Thursday, January 10, 2008

Books! Pt. 2.

Books I actually finished. Haha.

Feed, by MT Anderson. Yes, of Whales on Stilts fame. This book is less loopy than the Thrilling Tales. It is set in what has become a fairly common SF future: virtual reality, chips implanted directly into the brain, an internet-ish Feed displayed directly across the eyeballs, etc. Anderson uses the setting excellently, taking a set of kids two or three generations on from ours and showing the kind of vapid little buggers they seem almost destined to be. This book is an indictment of the profane, ignorant, unthinking, willfully unintelligent side of our society; the side that is seemingly becoming the dominant mode. Don't get me wrong, though, there are some very funny bits. Further, the subversive character, the one who likes to think independently, etc, is homesechooled.

Extras, by Scott Westerfeld. The sequel to the Pretties trilogy, and not a particularly good one. The characters in this book aren't that interesting, and there is none of the transformation or emotional depth of the other three to keep one involved. The story is rather dopey; it seems like it was drawn from an old issue of Galactic Science Fiction. The most interesting bit is the futuristic setting and scenery, the descriptions of various incredibly advanced body-mod surgeries available four hundred years from now. But apart from the surgeries, the ultra-computerized setting is something I've seen done a hundred times, and Westerfeld does nothing particularly new with it. Recommended? If you've read the other three, and have nothing else do to for an afternoon. *shrug*

Starship Troopers, by Robert Heinlein. One of those classics of sci-fi, that also happens to be fairly entertaining. A novel of the army in the future, obviously written by someone who's been in the army. At times, it almost seems like Army propaganda, and at others, like propaganda for Heinlein's own philosophy. However, while the author's views are strongly there, they're always thought-provoking, and he never quite gets to shoving them down your throat. A good book.
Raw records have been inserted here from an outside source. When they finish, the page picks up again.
PR #2035, opened 2019-06-24
moves routes into public and protected routes to prevent infinite loo…

esotrope:
…ping problem caused by protecting the route that we route to when you are not authenticated...


webapp/src/main/webapp/src/app/admin/admin.routes.ts
```diff
@@ -0,0 +1,23 @@
+import { aggregateReportRoutes } from '../aggregate-report/aggregate-report.routes';
+import { embargoRoutes } from './embargo/embargo.routes';
+import { groupRoutes as groupAdminRoutes } from './groups/groups.routes';
+import { ingestPipelineRoutes } from './ingest-pipeline/ingest-pipeline.routes';
+import { instructionalResourceRoutes } from './instructional-resource/instructional-resource.routes';
+import { organizationExportRoutes } from '../organization-export/organization-export.routes';
+import { tenantRoutes } from './sandbox-tenants/tenant.routes';
+import { Route } from '@angular/router';
+
+export const adminRoutes: Route[] = [
```
esotrope: modularized routes so that each module presents the routes for that module

webapp/src/main/webapp/src/app/app.routes.ts
```diff
@@ -1,231 +1,60 @@
...
-          path: '',
-          pathMatch: 'prefix',
-          component: EmbargoComponent,
-          resolve: { embargoesByOrganizationType: EmbargoResolve }
-        }
-      ]
+/**
+ * Routes accessible without permissions
+ */
+export const publicRoutes: Route[] = [
```
esotrope: the functional change of this PR was pulling these routes out from under the root protected route into unprotected sibling routes

webapp/src/main/webapp/src/app/user-group/user-group.module.ts
```diff
@@ -31,7 +28,7 @@ import { ExamModule } from '../exam/exam.module';
     StudentSearchModule,
     TableModule
   ],
-  exports: [UserGroupComponent, UserGroupsComponent],
-  providers: [UserGroupService, UserGroupOptionsService, UserGroupResolve]
```
esotrope: cleaned up unnecessary exports and providers wherever it was obvious

PR #2037, opened 2019-06-24
Defect/502 session expiry

esotrope:


webapp/src/main/java/org/opentestsystem/rdw/reporting/security/WebSecurityConfiguration.java
```diff
@@ -139,7 +139,8 @@ protected void configure(final HttpSecurity http) throws Exception {
                         "/**/*.ico",
                         "/**/*.woff2*",
                         "/**/*.woff*",
-                        "/**/*.ttf*"
+                        "/**/*.ttf*",
+                        "/**/*.map"
```
esotrope: maybe this will fix downloading the src map?

webapp/src/main/webapp/src/app/shared/security/service/security.service.ts
```diff
@@ -0,0 +1,99 @@
...
+      .subscribe(({ sessionRefresh }) => {
+        this.resolveResource(sessionRefresh);
+      });
+  }
+
+  checkHasOneOrMorePermission(): Observable<boolean> {
+    return this.hasOneOrMorePermission().pipe(
+      map(has => {
+        if (!has) {
+          this.denyAccess();
```
esotrope: image

webapp/src/main/webapp/src/app/shared/security/service/security.service.ts
```diff
@@ -0,0 +1,99 @@
...
+
+  constructor(
+    private settingService: SecuritySettingService,
+    private router: Router,
+    windowRefService: WindowRefService
+  ) {
+    this.window = windowRefService.nativeWindow;
+  }
+
+  expireSession(): void {
```
esotrope: image

webapp/src/main/webapp/src/app/admin/embargo/embargo.routes.ts
```diff
@@ -11,7 +11,7 @@ export const embargoRoutes: Route[] = [
       breadcrumb: { translate: 'embargo.title' },
       permissions: ['EMBARGO_WRITE']
     },
-    canActivate: [AuthorizationCanActivate],
```
esotrope: did a bit of code shuffling, renaming and deleting now unused security related components.
now sandbox users can refresh their session by clicking "OK" on the session expired page and restore their data.

webapp/src/main/webapp/src/app/shared/security/authentication.service.ts
```diff
@@ -1,100 +0,0 @@
...
-  /**
-   * Call this on authentication failure.
-   * This will navigate the user to the session-timeout route.
-   */
-  navigateToAuthenticationExpiredRoute(): void {
-    let url = this.window.location.href;
-
-    // In the case the the root URL is reserved for public pages.
-    // Store the prefered default authentication route instead of the root URL.
-    if (
```
esotrope: all of this code and the tests for this code were because we required users to be authorized on the /session-expired route instead of making it public smh. this code avoided the infinite redirect loop that would cause...

webapp/src/main/webapp/src/app/app-security-setting.service.ts
```diff
@@ -0,0 +1,57 @@
...
+
+  getSettings(): Observable<SecuritySettings> {
+    return forkJoin(
+      this.settingsService.getSettings(),
+      this.userService.getUser()
+    ).pipe(
+      map(([settings, user]) => {
+        const accessDenied: Resource =
+          settings.accessDeniedUrl != null
+            ? { url: settings.accessDeniedUrl }
```
malaffoon: reading configured value again?   👍

webapp/src/main/webapp/src/app/shared/security/service/security.service.ts
malaffoon: So, if i'm a sandbox user clicking OK will just take me right back in, correct? And if i'm not a sandbox user, i'll have to go through SSO? Do we know which is which when we put this up?

esotrope: atm it is black-box but we can tailor this message to sandbox users if we want

malaffoon: Yeah, i think a better message for sandbox users would be something like "Your session has timed out. Please click OK to continue working."

PR #2038, opened 2019-06-25
Defect/502 session expiry

esotrope:


webapp/src/main/webapp/src/app/app-settings.ts
```diff
@@ -46,19 +46,11 @@ export interface TargetReportSettings {
...
-    ? value.substring(RedirectPrefix.length)
-    : undefined;
-}
-
 export function toApplicationSettings(
   serverSettings: any
 ): ApplicationSettings {
   return {
-    accessDeniedUrl: parseAccessDeniedUrl(serverSettings.accessDeniedUrl),
+    accessDeniedUrl: serverSettings.accessDeniedUrl,
```
esotrope: allows the access denied URL to actually work

webapp/src/main/webapp/src/assets/i18n/en.json
```diff
@@ -773,9 +773,12 @@
       "user-dropdown": "Welcome {{firstName}} {{lastName}}"
     },
     "session-expired": {
-      "message": "Your session has expired. Please click OK to log in again.",
-      "ok": "OK",
-      "title": "Session Expired"
+      "title": "Session Expired",
+      "message": {
+        "reload": "Your session has timed out. Please click OK to login again",
+        "refresh": "Your session has timed out. Please click OK to continue working."
```
esotrope: now there is a context specific message depending on whether the action refreshes session or prompts login again

webapp/src/main/java/org/opentestsystem/rdw/reporting/web/ViewController.java
```diff
@@ -8,48 +8,53 @@
...
     }
 
-    @RequestMapping(value = {"/"})
-    public String index(@AuthenticationPrincipal final User user) {
-        if (user == null) {
-            return this.landingPageUrl;
+    @RequestMapping("/access-denied")
+    public String accessDenied() {
+        if (!isBlank(this.accessDeniedUrl)) {
+            return this.accessDeniedUrl;
```
esotrope: these changes make it such that we no longer need the static `access-denied.html` and `error.html` we can rely on the newly "public" angular views

PR #2042, opened 2019-06-25
Task/498 sandbox role sort order

esotrope:
image


webapp/src/main/resources/application.sql.yml
```diff
@@ -54,7 +54,7 @@ sql:
       (
         SELECT
           'DistrictAdministrator' as type,
-          1 as type_order,
+          3 as type_order,
```
esotrope: swapped the order of the unions completely forgetting that i was sorting on this instead x D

Battle Royale, by Koushun Takami (translated from the Japanese). Now here's an interesting book. The totalitarian Republic of Greater East Asia takes 9th-grade classes, strands them on deserted islands with weapons and survival packs, and has the kids kill each other. The last one standing wins. This book is not for the weak of stomach; things are described with what I found an unnecessary level of detail. Despite this, the scenario itself is almost irresistibly intriguing, at least for a while. (The book is about 1/3rd too long.) Whether there are any redemptive qualities, that is the question. There are a couple interesting points. Ultimately, whatever redemption is achieved is done so through trust, but not a sort of hippie "free love" trust--it is trust that comes at a great cost.

There were a couple scenes that had the aura of life in a microcosm: the boy who has a crush on a girl, seeks her throughout the game despite sustaining several wounds, finally finds her-and she, having no idea, shoots him. There is something infinitely-and classically-tragic about the way this scene plays out. Worth reading if you don't mind the violence.

No Country For Old Men, by Cormac McCarthy. An incredibly interesting book. I'm tempted to also label it "incredibly good," recommend it, and leave it at that, for it is also hard to summarize. It's about a hunt for treasure, a battle of wits between two desperate men, crime. It's about a guy who goes around murdering people. It's about a world that is quickly becoming no country for old men. And yet, it's about none of these things. Violent in places, though rather a let-down after the last book. Ah well. Read it.

Light, by M. John Harrison. I'm actually in the middle of this one now, and will hopefully have it done by the time I start school again. This is a really bizarre sci-fi novel, the kind of mind-blowing story that could only be told by someone with a good grasp on quantum theory, and a similar willingness to throw it all out the window. This is the kind of book that while you can read it fast, you can't skim. Harrison creates both a future and a present where everything seems alien, and if you skip one paragraph you might as well have missed a key chapter. This is rare, these days. (Ubiquitous warning: as with too much modern fiction, there are some sexually explicit scenes.) Recommended if you already read books that ought to have the previous warning attached.

In summary,

Avoid: Parable of the Sower

Must-reads: Feed, No Country For Old Men, Starship Troopers.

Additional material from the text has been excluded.